Top of Available data
PR #328, opened 2025-07-23
Implement XR_ML_marker_understanding

zenorbi:
This PR adds support for the XR_ML_marker_understanding extension. I also added a sample project.

Please note, that this is my first time writing C++ and Godot extension. I am mainly a C and C# developer, so please double check my memory management.


BastiaanOlij:
This is very cool, thanks for submitting it.

It will be hard for us to verify, hopefully there are other Magicleap users who can take this for a spin and report back on this.

From an implementation POV I would like you to have a look at [the Meta scene discovery implementation](https://godotvr.github.io/godot_openxr_vendors/manual/meta/scene_manager.html) and the upcoming [spatial entities implementation](https://github.com/godotengine/godot/pull/107391).

Both implementations are centred around XRTracker objects that are consumed by a manager script. This will hopefully limit the amount of work developers need to do to create a single implementation that targets different vendor/core implementations.

In essence, any marker that is found should be registered with the XRServer as an XRTracker (instance of XRPositionalTracker or a subclass thereof, with the tracker type set to anchor). This is a pure data class that tracks the location of the marker and which can store meta data such as the marker code.

On the Godot side a manager object reacts to new trackers being added or removed from the XRServer and adding child scenes as a result. These can simply have an XRNode3D as root with the tracker assigned. They will automatically update their positions as the data object is updated, and further implementation can react to other data held within the tracker object.

You can read the [draft of the spatial entities manual entry](https://github.com/godotengine/godot/pull/107391) for more clarity on this.

BastiaanOlij:
### XRTracker

The XRTrackers indeed need to have a unique name as they are reference by the name, but it can be anything. You can even generate a UID just within Godot or even go as simple as having just a counter that increments  by 1 every time a new marker is found and prefix it with something (e.g. `ml_marker/1`). There is no expectation the name survives over sessions.

This will also allow people to use the same marker multiple times, say you're making an AR card game, the marker code would indicate which card is being put on the table, a deck may have the same card multiple times.

The data is then simply exposed through a new method of property in your marker subclass.

### Manager

As for the manager, its just a manager that creates and removes the nodes that represent the trackers. So a new marker is detected, a new XRTracker is created, the manager reacts on the new tracker signal, and creates a new XRNode3D for that tracker.

You are continuously updating the position of the marker by updating the pose on the tracker, and that is all handled by the XRNode3D which reacts to position updates.

If the marker is removed when it's no longer in view, and recreated later, the manager simply removes the node, and adds a new node back in, probably with a new marker id. There is no way for us to know whether the marker is still the same one, probably Magic Leap can't know for sure either.

zenorbi:
Changed the implementation to inherit from `XRPositionalTracker` and add these to the `XRServer`. I am not completely sure how the manager should work. Should it only watch a specific marker detector, or should it watch the `XRServer` and create a node for every `/ml_marker/*` tracker, independent of which detector created that?

BastiaanOlij:
> Changed the implementation to inherit from `XRPositionalTracker` and add these to the `XRServer`. I am not completely sure how the manager should work. Should it only watch a specific marker detector, or should it watch the `XRServer` and create a node for every `/ml_marker/*` tracker, independent of which detector created that?

It's a shame that the spatial entities documentation isn't merged yet because it has a good example of a manager implementation (which you do in GDScript). But yeah, you basically connect to the [tracker_added](https://docs.godotengine.org/en/stable/classes/class_xrserver.html#class-xrserver-signal-tracker-added) and [tracker_removed](https://docs.godotengine.org/en/stable/classes/class_xrserver.html#class-xrserver-signal-tracker-removed) signals to see when a new ML marker becomes available or disappears.

The manager than instances a scene with an `XRNode3D` node at its root specific for ML markers, (which you can detect by their class being `OpenXRMlMarkerTracker`).

If we do this consistently over all the different implementations, that means the user can implement a single manager that can handle different tracker types so that you can create a cross platform solution.

BastiaanOlij:
Just for reference, this is the manager in the current spatial entities demo (which I haven't made public yet):
```
## Spatial entity manager handles adding subscenes as new spatial entities are discovered.
## Right now this is implemented on the assumption that we automatically discover entities
## in our OpenXR implementation. We may change way from this in which case we'll add info
## about our query parameters here and select nodes based on that.
class_name SpatialEntitiesManager
extends Node3D

#region Signals
## Signals a new spatial entity node was added.
signal added_spatial_entity(node : XRNode3D)

## Signals a spatial entity node is about to be removed.
signal removed_spatial_entity(node : XRNode3D)
#endregion

#region Export variables
## Scene to instantiate for spatial anchor entities.
@export var spatial_anchor_scene : PackedScene

## Scene to instantiate for plane tracking spatial entities.
@export var plane_tracker_scene : PackedScene

## Scene to instantiate for mark tracking spatial entities.
@export var marker_tracker_scene : PackedScene
#endregion

#region Private variables
# Our current active spacial entities manager (last one instantiated)
static var _current_manager : SpatialEntitiesManager

# Trackers we manage nodes for
var _managed_nodes : Dictionary[XRTracker, XRAnchor3D]
#endregion

#region Public methods
## Create a new spacial anchor with the associated child scene
## If persistent anchors are supported, this will be created as a persistent node
## and we will store the child scene path with the anchors UUID for future recreation.
static func create_spacial_anchor(p_transform : Transform3D, p_child_scene_path : String, p_new_anchor : bool = true) -> void:
	# Do we have anchor support?
	if not OpenXRSpatialAnchorCapability.is_spatial_anchor_supported():
		push_error("Spatial anchors are not supported or enabled on this device!")
		return

	if not _current_manager:
		push_error("No current spatial entities manager set!")
		return

	# Adjust our transform to local space
	var t : Transform3D = _current_manager.global_transform.inverse() * p_transform

	# Create anchor on our current manager.
	var new_anchor = OpenXRSpatialAnchorCapability.create_new_anchor(t, RID())
	if not new_anchor:
		push_error("Couldn't create an anchor for %s." % [ p_child_scene_path ])
		return

	# Creating a new anchor should have resulted in an XRAnchor being added to the scene
	var anchor_scene = _current_manager.get_tracked_scene(new_anchor)
	if not anchor_scene:
		push_error("Couldn't locate anchor scene for %s, has the manager been configured with an applicable anchor scene?" % [ new_anchor.name ])
		return
	if not anchor_scene is OpenXRSpatialAnchor3D:
		push_error("Anchor scene for %s is not a OpenXRSpatialAnchor3D scene, has the manager been configured with an applicable anchor scene?" % [ new_anchor.name ])
		return

	anchor_scene.set_child_scene(p_child_scene_path, p_new_anchor)


## Removes this spatial anchor from our scene.
## If the spatial anchor is persistant, the associated UUID will be cleared.
static func remove_spacial_anchor(p_anchor : XRAnchor3D) -> void:
	# Do we have anchor support?
	if not OpenXRSpatialAnchorCapability.is_spatial_anchor_supported():
		push_error("Spatial anchors are not supported on this device!")
		return

	var tracker : XRTracker = XRServer.get_tracker(p_anchor.tracker)
	if tracker and tracker is OpenXRAnchorTracker:
		var anchor_tracker : OpenXRAnchorTracker = tracker
		if anchor_tracker.has_uuid() and OpenXRSpatialAnchorCapability.is_spatial_persistence_supported():
			# If we have a UUID we should first make the anchor unpersistent
			# and then remove it on its callback.
			if SpatialUuidDb:
				SpatialUuidDb.remove_uuid(anchor_tracker.uuid)

			var future_result = OpenXRSpatialAnchorCapability.make_anchor_unpersistent(anchor_tracker)
			var success : bool = await future_result.completed

			if success:
				# Our tracker is now no longer persistent, we can remove it.
				OpenXRSpatialAnchorCapability.remove_anchor(anchor_tracker)
		else:
			# Else we can just remove it.
			# This will remove it from the XRServer, which in turn will trigger cleaning up our node.
			OpenXRSpatialAnchorCapability.remove_anchor(tracker)

## Retrieve the scene we've added for a given tracker (if any).
func get_tracked_scene(p_tracker : XRTracker) -> XRNode3D:
	for node in get_children():
		if node is XRNode3D and node.tracker == p_tracker.name:
			return node

	return null
#endregion


#region Build in private functions
# Enter tree is called whenever our node is added into our scene.
func _enter_tree():
	# This is now our current manager
	_current_manager = self

	# Connect to signals that inform us about tracker changes.
	XRServer.tracker_added.connect(_on_tracker_added)
	XRServer.tracker_updated.connect(_on_tracker_updated)
	XRServer.tracker_removed.connect(_on_tracker_removed)

	# Setup existing trackers
	var trackers : Dictionary = XRServer.get_trackers(XRServer.TRACKER_ANCHOR)
	for tracker_name in trackers:
		var tracker : XRTracker = trackers[tracker_name]
		if tracker:
			_add_tracker(tracker)

# Exit tree is called whenever our node is removed from out scene.
func _exit_tree():
	# If we are the current manager, bye!
	if _current_manager == self:
		_current_manager = null

	# Clean up our signals.
	XRServer.tracker_added.disconnect(_on_tracker_added)
	XRServer.tracker_updated.disconnect(_on_tracker_updated)
	XRServer.tracker_removed.disconnect(_on_tracker_removed)

	# Clean up
	for tracker in _managed_nodes:
		removed_spatial_entity.emit(_managed_nodes[tracker])
		remove_child(_managed_nodes[tracker])
		_managed_nodes[tracker].queue_free()
	_managed_nodes.clear()
#endregion

#region Private methods
# See if this tracker should be managed by us and add it
func _add_tracker(tracker : XRTracker):
	var new_node : XRAnchor3D

	if _managed_nodes.has(tracker):
		# Already being managed by us!
		return

	if tracker is OpenXRAnchorTracker:
		# Note, generally spatial anchors are controlled by the developer and
		# are unlikely to be handled by our manager.
		# But just for completion we'll add it in.
		if spatial_anchor_scene:
			var new_scene = spatial_anchor_scene.instantiate()
			if new_scene is XRAnchor3D:
				new_node = new_scene
			else:
				push_error("Spatial anchor scene doesn't have an XRAnchor3D as a root node and can't be used!")
				new_scene.free()
	elif tracker is OpenXRPlaneTracker:
		if plane_tracker_scene:
			var new_scene = plane_tracker_scene.instantiate()
			if new_scene is XRAnchor3D:
				new_node = new_scene
			else:
				push_error("Plane tracking scene doesn't have an XRAnchor3D as a root node and can't be used!")
				new_scene.free()
	elif tracker is OpenXRMarkerTracker:
		if marker_tracker_scene:
			var new_scene = marker_tracker_scene.instantiate()
			if new_scene is XRAnchor3D:
				new_node = new_scene
			else:
				push_error("Marker tracking scene doesn't have an XRAnchor3D as a root node and can't be used!")
				new_scene.free()
	elif tracker is OpenXRSpatialEntityTracker:
		# Type of spatial entity tracker we're not supporting?
		push_warning("OpenXR Spatial Entities: Unsupported anchor tracker " + tracker.get_name() + " of type " + tracker.get_class())
	else:
		# Not a type managed by us!
		return

	if not new_node:
		# No scene defined or able to be instantiated? We're done!
		return

	# Setup and add to our scene.
	new_node.tracker = tracker.name
	new_node.pose = "default"
	_managed_nodes[tracker] = new_node
	add_child(new_node)

	added_spatial_entity.emit(new_node)
#endregion

#region Signal handling
# A new tracker was added to our XRServer.
func _on_tracker_added(tracker_name: StringName, type: int):
	print("Added tracker ", tracker_name)
	if type == XRServer.TRACKER_ANCHOR:
		var tracker : XRTracker = XRServer.get_tracker(tracker_name)
		if tracker:
			_add_tracker(tracker)


# A tracked managed by XRServer was changed.
func _on_tracker_updated(_tracker_name: StringName, _type: int):
	# For now we ignore this, there aren't changes here we need to react
	# to and the instanced scene can react to this itself if needed.
	pass


# A tracker was removed from our XRServer.
func _on_tracker_removed(tracker_name: StringName, type: int):
	if type == XRServer.TRACKER_ANCHOR:
		var tracker : XRTracker = XRServer.get_tracker(tracker_name)
		if _managed_nodes.has(tracker):
			# We emit this right before we remove it!
			removed_spatial_entity.emit(_managed_nodes[tracker])

			# Remove the node.
			remove_child(_managed_nodes[tracker])

			# Queue free the node.
			_managed_nodes[tracker].queue_free()

			# And remove from our managed nodes.
			_managed_nodes.erase(tracker)
#endregion
```

The magic happens in the `_add_tracker` method.

BastiaanOlij:
Looking further at the implementation, from as far as I can tell from the code, I do think you got it all pretty much as it should be. 

One thing that isn't clear to me is how `OpenXRMlMarkerDetector` is supposed to work. I'm assuming you somehow instance this together with a configuration to ensure markers are  being tracked but it's a RefCounted object.

Are we supposed to just hang on to it in a variable?

My gut feeling says this should be a node so that you can configure it within the IDE and its lifecycle is clear where the detector starts working when a scene is loaded and is cleaned up when unloaded.

BastiaanOlij:
It's hard to confirm without hardware to test on, but purely from reading from the code and what we've discussed so far, this feels good.

zenorbi:
Rebased the project and fixed the `get_estimate_*_length` behaving inversely compared to what was expected. `true` now means the platform should estimate the length, `false` means the length is provided.

m4gr3d (approved):
The code looks good to me!

It's a pity we can't test and validate the implementation, but I'd be in favor of merging it as is.

@dsnopek Are we able to use the experimental tag on GDExtension APIs? If yes, I'd suggest we mark this implementation as experimental until it's tested and validated.

dsnopek:
> @dsnopek Are we able to use the experimental tag on GDExtension APIs? If yes, I'd suggest we mark this implementation as experimental until it's tested and validated.

Yes, this is just an attribute in the XML for the class docs. It doesn't looks like this PR has generated the XML docs? But if it did, it's just adding `experimental="Optional note here"` in all the `<class ...>` tags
Bottom of Available data
### Assignment
Wherever the word "void" appears in the listing above, copy the whole line.

### Answer to the exercise
static func create_spacial_anchor(p_transform : Transform3D, p_child_scene_path : String, p_new_anchor : bool = true) -> void:
static func remove_spacial_anchor(p_anchor : XRAnchor3D) -> void:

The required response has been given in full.